La traduction juridique du conflit entre l'homme et l'animal nuisible dans les Consilia de Barthélémy de Chasseneuz (XVI e siècle), Revue Semestrielle de Droit Animalier (RSDA), 2012/1, p. 391-416 (original) (raw)

« Taupes et mulots, sors de mon clos, ou je te casse les os ; Barbassione ! Si tu viens dans mon clos, je te brûle la barbe jusqu'aux os. » (Chant populaire, vestige d'anciennes imprécations, cité par J. Desnoyers, Recherches sur la coutume d'exorciser et d'excommunier les insectes, p. 7) « Je vous ai conféré le pouvoir de piétiner les serpents, les scorpions et toute la puissance de l'ennemi. Rien ne pourra vous nuire » (Lc 10,19) Barthélémy de Chasseneuz 1 , juriste du XVI e siècle, consacre les premières pages de ses Consilia 2 à la question de « l'excommunication des insectes 3 ». La consultation, longue d'une vingtaine de folios, obéit aux règles du genre : enchaînements d'arguments pro et contra, opinions de l'auteur égrenées tout au long du développement, multiplicité des autorités 4 , raisonnements à tiroirs qui visent à traiter tous les points susceptibles d'être soulevés, en droit – à la fois en théorie et en pratique – par la question posée 5. Autant dire que la lecture de la consultation nous entraîne parfois loin du champ et des ravages des animaux nuisibles 6 , dans des méandres juridiques, théologiques, historiques, voire philosophiques ou zoologiques, qui attirent notre attention sur la complexité du sujet.

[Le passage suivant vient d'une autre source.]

PR #6325, opened 2021-01-28
WIP: Initial addition of cfml-lucee

bdw429s:
This is a work in progress pull for the CFML language running on Lucee Server.


bdw429s:
@nbrady-techempower Hi, can I get a review on this pull please?  I posted on the mailing list asking for feedback when I created it, but no one has chimed in.  I have more frameworks I'd like to add on top of this, but I'm waiting to see if this is on the right track first.  Thanks.

frameworks/CFML/cfml-lucee/cfml-lucee.dockerfile
```diff
@@ -0,0 +1,12 @@
+FROM ortussolutions/commandbox:latest
```
nbrady-techempower, line 1: Can you pin this down to a specific version, like 3.0.1

frameworks/CFML/cfml-lucee/cfml-lucee.dockerfile
```diff
@@ -0,0 +1,12 @@
...
+
+COPY ./src/server.json /app/server.json
+COPY ./src/.cfconfig.json /app/.cfconfig.json
+
+RUN box install commandbox-cfconfig --verbose --force --debug
+
+RUN ${BUILD_DIR}/util/warmup-server.sh
+
+RUN export FINALIZE_STARTUP=true;$BUILD_DIR/run.sh;unset FINALIZE_STARTUP
+
```
nbrady-techempower, line 11: Though it's not needed yet, can you `EXPOSE 8080` here. When we move to the new toolset, this will be necessary.

nbrady-techempower (changes requested):
Just a couple of notes in the dockerfile, otherwise looks great! Thanks for the contributions!

frameworks/CFML/cfml-lucee/cfml-lucee.dockerfile
bdw429s: Pinned to 3.2.1

frameworks/CFML/cfml-lucee/cfml-lucee.dockerfile
bdw429s: Exposed

bdw429s:
@nbrady-techempower Thanks for the feedback.  I have implemented the changes you requested.

I'd also like some quick feedback on whether the directory structure is correct and if what I'm planning in the future (as explained in the Google group) is correct.  Lucee is an implementation of the CFML language.  Adobe ColdFusion is another so my next planned step is `/CFML/cfml-adobe` so both vendors are represented.  Then, I have some MVC frameworks written in CFML to add (which can be run on either CF engine), so I should end up with

```
/CFML/cfml-lucee
/CFML/cfml-adobe
/CFML/cfml-lucee-coldbox
/CFML/cfml-adobe-coldbox
/CFML/cfml-lucee-fw1
/CFML/cfml-adobe-fw1
etc...
```
Does that seem reasonable?

nbrady-techempower:
Hmm, well I don't think we need 6 different directories. Is there a better way to group these? I'd be fine with lucee and adobe directories and if there's only going to be one implementation of each framework, doing those there. So a lucee directory might have the default test that you have here and then permutations for each framework. 

Another option is single lucee and adobe directories, and then framework directories that have permutations for each. I'm fine with either option.

nbrady-techempower (approved):

bdw429s:
@nbrady-techempower Thanks for the feedback on the directory structure.  This is what I was looking to iron out before the pull when I posted to the mailing list a week ago :)  

I'm still not entirely sure what you're suggesting as far as folder structure.  I looked at several other languages such as Clojure but I can't find an example of another language that has more than one vendor implementation (such as Ruby and jRuby).  It does seem now like it's superfluous for me to include `cfml` again in the sub directories.  I did that based on how they show up in the benchmarks (ex: `php-ngx-mysql` ) but upon further inspection, I guess those hyphenated strings are composed on the fly by the benchmarking tool, they aren't represented in the directly in the folder structure.

I guess if the goal is to reduce duplicate code- the test implementations SHOULD be pretty much the same for both adobe and lucee code-wise.  Just another docker file.  Does it make sense to share the same folder of source code and just use the `benchmark_config.json` file to declare two separate versions using two different docker files that run the same code, but on different engines?  

The source code for the base CFML tests should be the same across lucee/adobe engines and the source code for the ColdBox framework should be the same across lucee/adobe engine, etc.  Maybe something like this?

```
/CFML/CFML
   - src/ <-- shared source code for both CFML engines
   - benchmark_config.json  <--declare base tests in both CFML engines
   - cfml-lucee.dockerfile
   - cfml-adobe.dockerfile
/CFML/coldbox
   - src/ <-- shared coldbox source code for both CFML engines
   - benchmark_config.json  <--declare coldbox tests in both CFML engines
   - cfml-lucee-coldbox.dockerfile
   - cfml-adobe-coldbox.dockerfile
/CFML/fw1
   - src/ <-- shared fw1 source code for both CFML engines
   - benchmark_config.json  <--declare fw1 tests in both CFML engines
   - cfml-lucee-fw1.dockerfile
   - cfml-adobe-fw1.dockerfile
```

nbrady-techempower:
> This is what I was looking to iron out before the pull when I posted to the mailing list a week ago :)

As you can probably tell, we don't keep up much with that. We're going to be moving exclusively to the discussions tab in this repo shortly. Will send notice on that soon.

>  Maybe something like this?

The structure you're proposing here is great.

bdw429s:
Looking forward to a new discussion forum.  I actually have a handful of unanswered questions sitting in the Google group right now.

I'll re-arrange the folder structure and send it with the Adobe engine.  I do have a question-- is it a requirement to have a `default` test configuration in the JSON file or is it ok just to have two JSON entries, one for each engine?  i.e.

```js
{
  "framework": "cfml",
  "tests": [{
    "lucee": {
      ...
    },
    "adobe": {
      ...
    }
  }]
}
```

nbrady-techempower:
> Looking forward to a new discussion forum. I actually have a handful of unanswered questions sitting in the Google group right now.

Feel free to move them here and I'll do what I can to get them addressed https://github.com/TechEmpower/FrameworkBenchmarks/discussions/categories/q-a

> is it a requirement to have a default test configuration

Yes. The key of the first test needs to be "default" but you can have the display name be "lucee". There are changes to this in the new toolset that's about to drop, but nothing you need to worry about atm.

bdw429s:
Thanks again for all the help :+1:   I mentioned this in the Google group, but I looked at getting CFML into this stack back in 2013 and gave up after 8+ hours of fiddling with the test setup.  When I found the project again recently I was pleased to see it based on Docker.  I had the base tests running in about 20 minutes and I had a proof of concept for CFML running in an hour.  Great work on the improvements to this over the years :)

nbrady-techempower:
That's so great to hear! No problem at all :)

PR #6342, opened 2021-02-05
Add unic framework

rajkumardusad:
Add [unic framework](https://github.com/unicframework/unic) benchmark


joanhey (changes requested):
Please install the framework with composer or git.
Only the files used for the benchmark would be in this repo.

rajkumardusad:
> Please install the framework with composer or git.
> Only the files used for the benchmark would be in this repo.

I have installed this framework with composer

joanhey:
You need to install it in the dockerfile.

Example:
https://github.com/TechEmpower/FrameworkBenchmarks/blob/master/frameworks/PHP/cakephp/cakephp.dockerfile#L21

rajkumardusad:
> You need to install it in the dockerfile.
> 
> Example:
> https://github.com/TechEmpower/FrameworkBenchmarks/blob/master/frameworks/PHP/cakephp/cakephp.dockerfile#L21

I have done it this way.

joanhey:
The core files don't need to be in this repo.

rajkumardusad:
> The core files don't need to be in this repo.

But when we use `composer create-project unicframework/unic myproject` it will create a project structure that includes the core files.
I mean all core files comes with the framework itself, it cannot be installed explicitly.

nbrady-techempower:
> But when we use composer create-project unicframework/unic myproject it will create a project structure that includes the core files.

This happens inside the dockerfile. None of those files need to be included in this PR. Can you remove the unnecessary files please?

PR #6360, opened 2021-02-12
Enable HTTP/1.1 pipelining for warp-rust

xfix:
This is using an undocumented method that has a following comment.

```rust
// Generally shouldn't be used, as it can slow down non-pipelined responses.
//
// It's only real use is to make silly pipeline benchmarks look better.
```

I think it's fine to enable HTTP/1.1 pipelining for warp-rust because Framework Benchmarks wiki says the following.

> Server support for HTTP/1.1 pipelining is assumed. Servers that do not support pipelining may be included but should downgrade gracefully. If you are unsure about your server's behavior with pipelining, test with the wrk load generation tool used in our tests.


joanhey:
Pipelining is only permited in the plaintext test.

nbrady-techempower:
Pipelining is allowed for plaintext and pipelining is allowed for server <-> database per no. 7 of the general requirements. 

>  However, it is permissible to pipeline traffic between the application and database as a network-level optimization.

PR #6367, opened 2021-02-14
[c#/beetlex] update

beetlex-io:
[c#/beetlex] update


frameworks/CSharp/beetlex/PlatformBenchmarks/DBRaw.cs
```diff
@@ -161,7 +161,7 @@ private async Task<World[]> LoadMultipleRows(int count, DbConnection db)
 
         public async Task<List<Fortune>> LoadFortunesRows()
         {
-            var result = new List<Fortune>();
+            var result = new List<Fortune>(20);
```
nbrady-techempower, line 164: Please remove this. The data structure must be dynamically sized according to the test rules.

nbrady-techempower (changes requested):

frameworks/CSharp/beetlex/PlatformBenchmarks/DBRaw.cs
beetlex-io: Specify the initial size of the list to reduce the memory copy problem caused by insufficient capacity. Other frameworks initialize the list in this way。
## java\wizzardo
 ``` java
 public void fortunes() {
        response.async();
        dbService.getClient().preparedQuery("SELECT * FROM fortune", res -> {
            try {
                if (res.succeeded()) {
                    PgRowSet result = res.result();
                    ArrayList<Fortune> fortunes = new ArrayList<>(result.size() + 1);
                    for (Row row : result) {
                        fortunes.add(new Fortune(row.getInteger(0), row.getString(1)));
                    }

                    fortunes.add(new Fortune(0, "Additional fortune added at request time."));
                    fortunes.sort(Comparator.comparing(fortune -> fortune.message));

                    model().append("fortunes", fortunes);
                    response.setBody(renderView("fortunes").renderReadableData());
                    response.appendHeader(Header.KV_CONTENT_TYPE_HTML_UTF8);
                } else {
                    res.cause().printStackTrace();
                    response.status(Status._500).body(res.cause().getMessage());
                }

                commitAsyncResponse();
            } catch (Exception e) {
                e.printStackTrace();
            }
        });
    }
```
## aspnetcore\PlatformBenchmarks
``` csharp
        public async Task<List<Fortune>> LoadFortunesRows()
        {
            var result = new List<Fortune>(20);

            using (var db = new NpgsqlConnection(_connectionString))
            {
                await db.OpenAsync();

                using (var cmd = new NpgsqlCommand("SELECT id, message FROM fortune", db))
                using (var rdr = await cmd.ExecuteReaderAsync())
                {
                    while (await rdr.ReadAsync())
                    {
                        result.Add(new Fortune
                        (
                            id:rdr.GetInt32(0),
                            message: rdr.GetString(1)
                        ));
                    }
                }
            }

            result.Add(new Fortune(id: 0, message: "Additional fortune added at request time." ));
            result.Sort();

            return result;
        }

```

nbrady-techempower: Those frameworks need to be fixed. Thank you for pointing it out.

frameworks/CSharp/beetlex/PlatformBenchmarks/DBRaw.cs
```diff
@@ -161,7 +162,7 @@ private async Task<World[]> LoadMultipleRows(int count, DbConnection db)
 
         public async Task<List<Fortune>> LoadFortunesRows()
         {
-            var result = new List<Fortune>(20);
+            var result = new List<Fortune>(ListDefaultSize);
```
nbrady-techempower, line 165: Again, this is not acceptable. Please remove this. You can fix the other two you pointed out in this PR if you'd like, or I can get to them tomorrow. It was missed.

beetlex-io: Can I use Array buffer, dynamically-sized returned ArraySegment?

PR #6372, opened 2021-02-16
Avoid deadlocks in CFML updates test

bdw429s:
The cfml tests for Lucee and Adobe appear to be getting deadlocks in the updates test.  I'm not sure why, but I refactored them to loop over and make separate updates to individual rows instead of a single update statement that hits all rows at once.  I'm afraid this new way may perform more slowly, but I'm not sure how to avoid the deadlocks with the original method.


bdw429s:
Thanks @nbrady-techempower !

PR #6373, opened 2021-02-16
These files were meant to be removed in pull #6337

bdw429s:
Pull https://github.com/TechEmpower/FrameworkBenchmarks/pull/6337 which renamed the cfml-lucee framework to `cfml` and added a `cfml-adobe` variant was meant to remove these files, but I just realized somehow they persisted.  This should hopefully also clear up my question here:

https://github.com/TechEmpower/FrameworkBenchmarks/discussions/6371


bdw429s:
Thanks @nbrady-techempower !

Issue #6184, opened 2020-12-01
PHP 8 update [info]


joanhey:
## PHP 8
PHP 8 was released on November 26.
Updated all the frameworks using `php-fpm` that don't have problems.

## Need to fix
This list will be updated as we found problems or solutions.
* **:ok: duckphp**  @dvaknheo  ~Problem using curly braces, send a [PR](https://github.com/dvaknheo/duckphp/pull/6) to duckphp repo to fix it~ #6311
* **:ok: ubiquity** @jcheron  ~`phpmv/ubiquity` dev-master requires php ^7.4  in composer~ #6312
* **:ok: symfony**  ~Fatal error: Out of memory  in composer install
      symfony-swoole still with 7.4~ #6386
      Doctrine DBAL fatal error https://tfb-status.techempower.com/unzip/results.2021-05-12-03-16-44-950.zip/results/20210507120805/symfony/run/symfony.log 
      https://github.com/doctrine/dbal/pull/3770  https://github.com/symfony/symfony/pull/36895
* **zendframework**  Need to update to laminas framework to use PHP 8
* **:ok: cakephp** ~`aura/intl` 3.0.0 requires php ^5.6|^7.0~ #6281
* **:ok: hamlet** @vasily-kartashov `hamlet-framework/http` dev-master requires php ^7
              `hamlet-framework/db-mysql` dev-master requires php ^7
              `cache/array-adapter` 1.1.x-dev requires php ^5.6 || ^7.0

## Swoole, php-ngx, workerman, phalcon, ...
* :ok:  **swoole** is ready, ~waiting for the php:8.0 image docker update
     working with mysql, but `swoole/ext-postresql` fail at compile time https://github.com/swoole/ext-postgresql/pull/49~ #6296
* :ok: **php-ngx** @rryqszq4 ~updated in dev branch, but still fail one permutation~ #6282 
* :ok: **workerman** use event extension and it's ready
* **phalcon** [is not ready](https://github.com/phalcon/cphalcon/issues/15186) for PHP 8
* **:ok: amp** using 'libevent',  `uv` extension fail at compile time https://github.com/bwoebi/php-uv/commit/afe868812897660841148991d09e61c5731341cf  https://github.com/bwoebi/php-uv/commit/444acfb9636094c2c96d1e7b43332027f464efc5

A partir des lumières et jusqu'au XIXe siècle, les procès d'animaux ont constitué un poncif visant à disqualifier une justice médiévale imbue de superstition 7, tout au moins contraire à la raison et à la foi8. C'est pourtant la foi, la raison – plus exactement la raison juridique – et le pragmatisme qui fondent le raisonnement de Chasseneuz. Si les arguments sont parfois contradictoires, au moins ne sont-ils jamais dénués de logique.